#### [Problem]
Within the records that follow, determine how many lines include the word "newly". State the number and nothing further.

=== Begin Enclosure ===

PR #1979, opened 2022-06-14
Add `std::alloc`

AlicanC:
This adds a new library to `sway-lib-std` called `alloc`.

(This PR is a stripped down version of #1627 with minor improvements/rebasing.)

I needed these for my work on the [Multicall script](https://github.com/FuelLabs/fuels-ts/pull/288) and just wanted to send them upstream.

- Adds `alloc::alloc`, `alloc::realloc`
- Adds `intrinsics::size_of_val`, `intrinsics::addr_of`, `intrinsics::copy`, `intrinsics::raw_eq`


AlicanC:
@emilyaherbert @mohammadfawaz also added you as reviewers since it seems like you've been working on vec. This should be useful for allocation you do there.

sway-lib-std/src/intrinsics.sw
```diff
@@ -10,3 +10,39 @@ pub fn is_reference_type<T>() -> bool {
...
+/// Returns the size of a value in bytes.
+pub fn size_of_val<T>(val: T) -> u64 {
+    __size_of_val::<T>(val)
+}
+
+/// Returns the address of the given value.
+pub fn addr_of<T>(val: T) -> u64 {
+    // TODO: Replace with intrinsic: https://github.com/FuelLabs/sway/issues/855
+    if !__is_reference_type::<T>() {
+        // std::revert not available here
```
adlerjohn, line 23: Why can't you import revert?

sway-lib-std/src/intrinsics.sw
```diff
@@ -10,3 +10,39 @@ pub fn is_reference_type<T>() -> bool {
...
+}
+
+/// Determines whether the raw bytes at two points of memory are equal.
+pub fn raw_eq(first: u64, second: u64, len: u64) -> bool {
+    // TODO: Replace with intrinsic: https://github.com/FuelLabs/sway/issues/855
+    asm(first: first, second: second, len: len, result) {
+        meq result first second len;
+        result: bool
+    }
+}
```
adlerjohn, line 48: These aren't really intrinsics, they're just low-level memory operations.

sway-lib-std/src/intrinsics.sw
AlicanC: I get an error. My understanding is that the ordering where both `intrinsics` and `revert` are imported matters and `intrinsics` comes before `revert`.

sway-lib-std/src/intrinsics.sw
AlicanC: My reasoning was that they are in `std::intrinsics` in Rust std. If I should put these somewhere else I'm open to suggestions.

AlicanC: Oh, you already edited. I can put these into `mem`, yeah. Should I keep the Rust naming? Maybe `std::mem::cpy`/`std::mem::cmp`, or `std::mem::memcpy`/`std::mem::memcmp`?

sway-lib-std/src/intrinsics.sw
adlerjohn: You can change the order of `dep`s to put `revert` first, since it doesn't depend on intrinsics.

sway-lib-std/src/intrinsics.sw
otrho: Like pretty much all ASM blocks in the std lib I think they should become intrinsics eventually, in which case they won't need to exists as lib functions at all.  But until then `std::mem` is good.

We don't anticipate adding anything more to `intrinsics.sw`, it's there just to make `__size_of` look a bit nicer.

adlerjohn: Maybe they're intrinsics in Rust (probably), but in our case they're not so it would be weird to put them under `intrinsics`.

The suggested names aren't bad, but maybe `memeq` would be clearer since unlike C's memcmp it's a Boolean equal-or-not.

otrho: I think just `eq` is an OK name -- `mem::eq()`, rather than `raw_eq`.

AlicanC: Naming?

otrho (changes requested):
Yep, so move everything new in `intrinsics.sw` to `mem.sw` and then I think it's :+1: .

sway-lib-std/src/intrinsics.sw
AlicanC: Whoops. Just seeing the comments.

AlicanC:
> Yep, so move everything new in `intrinsics.sw` to `mem.sw` and then I think it's 👍 .

I'm leaving `size_of_val` in `intrinsics`, right?

otrho:
> I'm leaving `size_of_val` in `intrinsics`, right?

Yep, that's OK.

otrho (dismissed):

AlicanC:
Added two commits:

[Reorganize](https://github.com/FuelLabs/sway/pull/1979/commits/4a0d9c9b9f98606c54b8f83b915c12cda3c8ffaa): The changes we discussed.

[Add mem::{read,write}](https://github.com/FuelLabs/sway/pull/1979/commits/3be7b380f2a1845c52ee40cd7ce1c10d5b9ef99a): Since we have `mem` now, it made sense to add these two too. With these there won't really be a need for https://github.com/FuelLabs/sway/pull/1627.

sway-lib-std/src/alloc.sw
```diff
@@ -0,0 +1,45 @@
...
+/// See: https://github.com/FuelLabs/fuel-specs/blob/master/specs/vm/opcodes.md#aloc-allocate-memory
+pub fn alloc(size: u64) -> u64 {
+    asm(size: size, ptr) {
+        aloc size;
+        // `$hp` points to unallocated space and heap grows downward so
+        // our newly allocated space will be right after it
+        addi ptr hp i1;
+        ptr: u64
+    }
+}
```
mohammadfawaz, line 34: How about something like this:
```suggestion
pub fn alloc(size: u64) -> u64 {
    asm(size: size, ptr) {
        aloc size;
    }
    // `$hp` points to unallocated space and heap grows downward so
    // our newly allocated space will be right after it
    heap_ptr() + 1
}
```
You would need to import `use ::context::registers::heap_ptr;`

sway-lib-std/src/intrinsics.sw
```diff
@@ -10,3 +10,8 @@ pub fn is_reference_type<T>() -> bool {
 pub fn size_of<T>() -> u64 {
     __size_of::<T>()
 }
+
+/// Returns the size of a value in bytes.
```
mohammadfawaz, line 14:
```suggestion
/// Returns the size of the type of a value in bytes.
```

sway-lib-std/src/mem.sw
```diff
@@ -0,0 +1,55 @@
...
+pub fn addr_of<T>(val: T) -> u64 {
+    if !__is_reference_type::<T>() {
+        revert(0);
+    }
+    asm(ptr: val) {
+        ptr: u64
+    }
+}
+
+/// Copies bytes from src to dst.
```
mohammadfawaz, line 17:
```suggestion
/// Copies `size` bytes from `src` to `dst`.
```

sway-lib-std/src/mem.sw
```diff
@@ -0,0 +1,55 @@
...
+pub fn copy(dst: u64, src: u64, size: u64) {
+    asm(dst: dst, src: src, size: size) {
+        mcp dst src size;
+    };
+}
+
+/// Determines whether the raw bytes at two points of memory are equal.
```
mohammadfawaz, line 24:
```suggestion
/// Compares `len` raw bytes in memory at addresses `first` and `second`.
```

mohammadfawaz (approved):
Looks good! Some comments but not blocking.

sway-lib-std/src/alloc.sw
mohammadfawaz: That's sad 😞

mohammadfawaz (approved):

PR #1984, opened 2022-06-14
Add `std::tx::get_predicate_data`

### LINKED ISSUE #1981: Add predicate data helper into std lib
Add helper to collect predicate data, see also:
https://github.com/FuelLabs/fuels-rs/issues/341
https://github.com/FuelLabs/fuels-ts/issues/304

camsjams:
Closes #1981


sway-lib-std/src/tx.sw
```diff
@@ -205,6 +207,27 @@ pub fn tx_input_coin_owner(input_ptr: u32) -> Address {
...
+pub fn tx_predicate_data_start_offset() -> u64 {
+    let is = instrs_start();
+    let predicate_length_ptr = is - 16;
+    let predicate_code_length = asm(r1, r2: predicate_length_ptr) {
+        lw r1 r2 i0;
+        r1: u64
+    };
+
+    let predicate_data_ptr = is + predicate_code_length;
+    predicate_data_ptr + predicate_data_ptr % 8
```
otrho, line 223: Is this line attempting to round the pointer up to a multiple of 8?  If so, it... isn't.  🙂

`predicate_data_ptr + (8 - (predicate_data_ptr % 8))` is slightly more accurate, except it would add 8 when the ptr is already aligned.

`(predicate_data_ptr + 7) - ((predicate_data_ptr + 7) % 8)` is a better way to do it.

Or if this is not what you were trying to do, adding the value mod 8 to itself doesn't really make sense.

OTOH, if your tests are passing then maybe the predicate data pointer is always aligned anyway.  But I doubt it.

otrho (changes requested):

sway-lib-std/src/tx.sw
adlerjohn: Not rounding, but padding. `predicate_data_ptr % 8` is guaranteed to be either `0` (if `predicate_data_ptr` is word-aligned already, i.e. there are an even number of instructions), or `4` (if there are an odd number of instructions).

sway-lib-std/src/tx.sw
```diff
@@ -5,6 +5,8 @@ library tx;
 use ::address::Address;
 use ::contract_id::ContractId;
 use ::intrinsics::is_reference_type;
+use ::context::registers::instrs_start;
```
adlerjohn, line 8: Alphabetize imports.

sway-lib-std/src/tx.sw
```diff
@@ -205,6 +207,27 @@ pub fn tx_input_coin_owner(input_ptr: u32) -> Address {
...
+
+pub fn tx_predicate_data_start_offset() -> u64 {
+    let is = instrs_start();
+    let predicate_length_ptr = is - 16;
+    let predicate_code_length = asm(r1, r2: predicate_length_ptr) {
+        lw r1 r2 i0;
+        r1: u64
+    };
+
+    let predicate_data_ptr = is + predicate_code_length;
```
adlerjohn, line 222: This should be 
```suggestion
    let predicate_data_ptr = is + predicate_code_length * 4;
```

The fact that it's not means there's a bug in the SDKs where they're not dividing the lengths by 4 to get the number of instructions instead of the number of bytes, as described in the specs.

adlerjohn: Only (1). Code length is in instructions (each instruction is 4 bytes), data length is in bytes.

otrho (dismissed):

sway-lib-std/src/tx.sw
otrho: So does this still need to be resolved somewhere?  Is there an open issue to fix the code length thing?

otrho (approved):

adlerjohn (approved):

PR #1987, opened 2022-06-15
preprocessor strictness change

### LINKED ISSUE #1918: Rework strictness or logic of `mdbook-forc-documenter`
`mdbook-forc-documenter` was built with failing in the CI in mind should there be any new or removed commands/plugins that we have changed but update in the book. The introduction of `forc-fmt-v2` in the `forc-plugins` directory has caused devs to not be able to build the book locally as a result, since it was designed to fail on any errors.

Possible solutions: 

1) We could rework the logic of the preprocessor. Right now it's looking for plugins within the `forc-plugins` directory and running `forc <plugin> --help` - this is causing `forc-fmt-v2` to be picked up locally and ran if your machine has the v2 formatter installed. We could change the method of detection or perhaps introduce some way to exclude plugins or commands that are still WIP.

2) We could also make the `mdbook build` not fail if it's not ran in the CI eg. introduce some sort of flag(?)

cc: @mohammadfawaz

binggh:
Closes #1918 

mdbook preprocessors allow you to use [environment variables](https://rust-lang.github.io/mdBook/format/configuration/environment-variables.html) to do certain things within the preprocessor. Introduced a new `strict` env var here that causes `mdbook build` to behave like before (failing at any errors), or pass the build regardless if it's not enabled. 

## Motivation: 

Local builds were failing erroneously since the addition of `forc-fmt-v2`, since it wasn't included in the book as a chapter but was getting detected by the preprocessor.

This env var is **false** by default - the command that the CI runs will run `mdbook build` on strict mode which fails the build:

```sh
MDBOOK_preprocessor__FORC_documenter__STRICT="true" mdbook build docs
```

### DIFF
--- a/.github/workflows/ci.yml
+++ b/.github/workflows/ci.yml
@@ -139,7 +139,7 @@ jobs:
           mdbook-version: "0.4.15"
       - name: Emit logs to tmp.txt, fail if build logs contain 'ERROR'
         run: |
-          mdbook build docs &> tmp.txt
+          MDBOOK_preprocessor__FORC_documenter__STRICT="true" mdbook build docs &> tmp.txt
           if cat tmp.txt | grep 'ERROR'
           then
             rm tmp.txt && exit 1
--- a/.github/workflows/gh-pages.yml
+++ b/.github/workflows/gh-pages.yml
@@ -39,7 +39,7 @@ jobs:
         with:
           mdbook-version: '0.4.15'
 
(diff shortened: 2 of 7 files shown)


mitchmindtree (approved):
Lgtm - nice to see the user will still get a warning at least :+1:

kayagokalp (approved):
LGTM 🎉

=== End Enclosure ===

#### [Written answer]
2